# G5 qui gèle à tout bout de champs j'ai tout essayé!



## g0ldstein (31 Mars 2009)

Salut à tous,

Souvent lorsque mon ordinateur (imac g5 ppc) a été fermé durant quelques heures, quand je l'ouvre, il faut 5 à 6 essais pour réussir à ouvrir Os X. Ça gèle sur l'écran de la pomme (la roulette tourne à l'infini), ou encore ça fige pendant quand mes applications ouvrent dans Os X. Par moment il ne veut plus accepter de CD. C'est très dérangeant ...

Voici les méthodes que j'ai essayées très très souvent :



réparer autorisations (je ne fais que ça quotidiennement depuis 3 sem) via l'utilitaire de disque et via POMME+S fsck -f
réparer disque dur
Reset de la PRam
Reset de la NvRam
Changer de Disque dur, réinstallation à neuf

Avez-vous d'autres idées ?


----------



## Arlequin (31 Mars 2009)

hello 

dans les 1. et 2. cela a t il été nécessaire ? des erreurs ont elles été trouvées ? 

penses aussi à tester/remplacer la ram

penses aussi à faire un AHT

(comme quoi, non, tu n'as pas tout essayé  )


----------



## g0ldstein (31 Mars 2009)

enfin, tout essayé dans la mesure des méthodes que je connais 

Px tu m'indiquer comment je fais pour faire le AHT svp

Pour la RAM j'ai deux barrettes (une de 512 et une de 1 go)  donc j'imagine que si une était grillée, l'autre prendrait la relève ... sinon sais-tu comment la tester?
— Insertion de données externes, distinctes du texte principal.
PR #1151, opened 2017-11-30
Fixes GraphQL Upgrader: multi-line fields/connections, and helpful message for :create_base_objects task

esjee:
After trying out the initial version of the upgrader in https://github.com/rmosolgo/graphql-ruby/pull/1110 on the H1 codebase, I ran into some surprises. This PR is supposed to highlight those, and hopefully @Willianvdv can use his regex magic to fix some of these :innocent:

PR #1156, opened 2017-12-01
WIP: Fixes GraphQL Upgrader: description inside block 

esjee:
Depends on https://github.com/rmosolgo/graphql-ruby/pull/1151! Let's merge that one first.

Add the scenario for having a description inside the block when defining a field.


spec/graphql/upgrader/member_spec.rb
```diff
@@ -213,10 +213,54 @@ class UserInterface < BaseInterface
...
+  end
+
+  # describe 'field with description inside block' do
+  #   it 'moves the description as an argument' do
+  #     old = %{
+  #       field :_id, !types.ID, property: :id do
+  #         description 'The primary key from the database'
+  #       end
+  #     }
+  #     new = %{
```
esjee: I'm unsure if this "new" is as expected!

Willianvdv:
@esjee should we wait for the outcome of the discussion on #1158 before fixing this?

rmosolgo:
Is this change still required? If so, it'll probably need some rework since I change the Upgrader quite a bit 😬

rmosolgo:
Feel free to open a new PR against 1.8-dev if there's still something missing there!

OS X m'affiche bel et bien 1.5Go RAM

merci pour ta réponse en passant c'est gentil


----------



## Arlequin (31 Mars 2009)

g0ldstein a dit:


> enfin, tout essayé dans la mesure des méthodes que je connais
> 
> Px tu m'indiquer comment je fais pour faire le AHT svp
> 
> ...



aht pour apple hardware test > te laisse un peu chercher sur Macg ou support apple

ram: pas aussi simple que ça   > retire une barette, test; puis échange, re test

à+


----------



## -oldmac- (1 Avril 2009)

Teste t'a ram, ton problème vient souvent de sa, sinon ces iMac G5 avaient pour pas mal, des problèmes de carte mère (carte vidéo défectueuse, 10 condos à changer sur la cm)

PS : iMac G5 First gen ? (sans iSight)

Voila !


----------



## g0ldstein (1 Avril 2009)

Hmm... j'ai vu que le AVH devrait être sur mes DVD d'installation Os X (10.4) mais je ne trouve qu'information systemes dans l'installeur! je suis au bon endroit?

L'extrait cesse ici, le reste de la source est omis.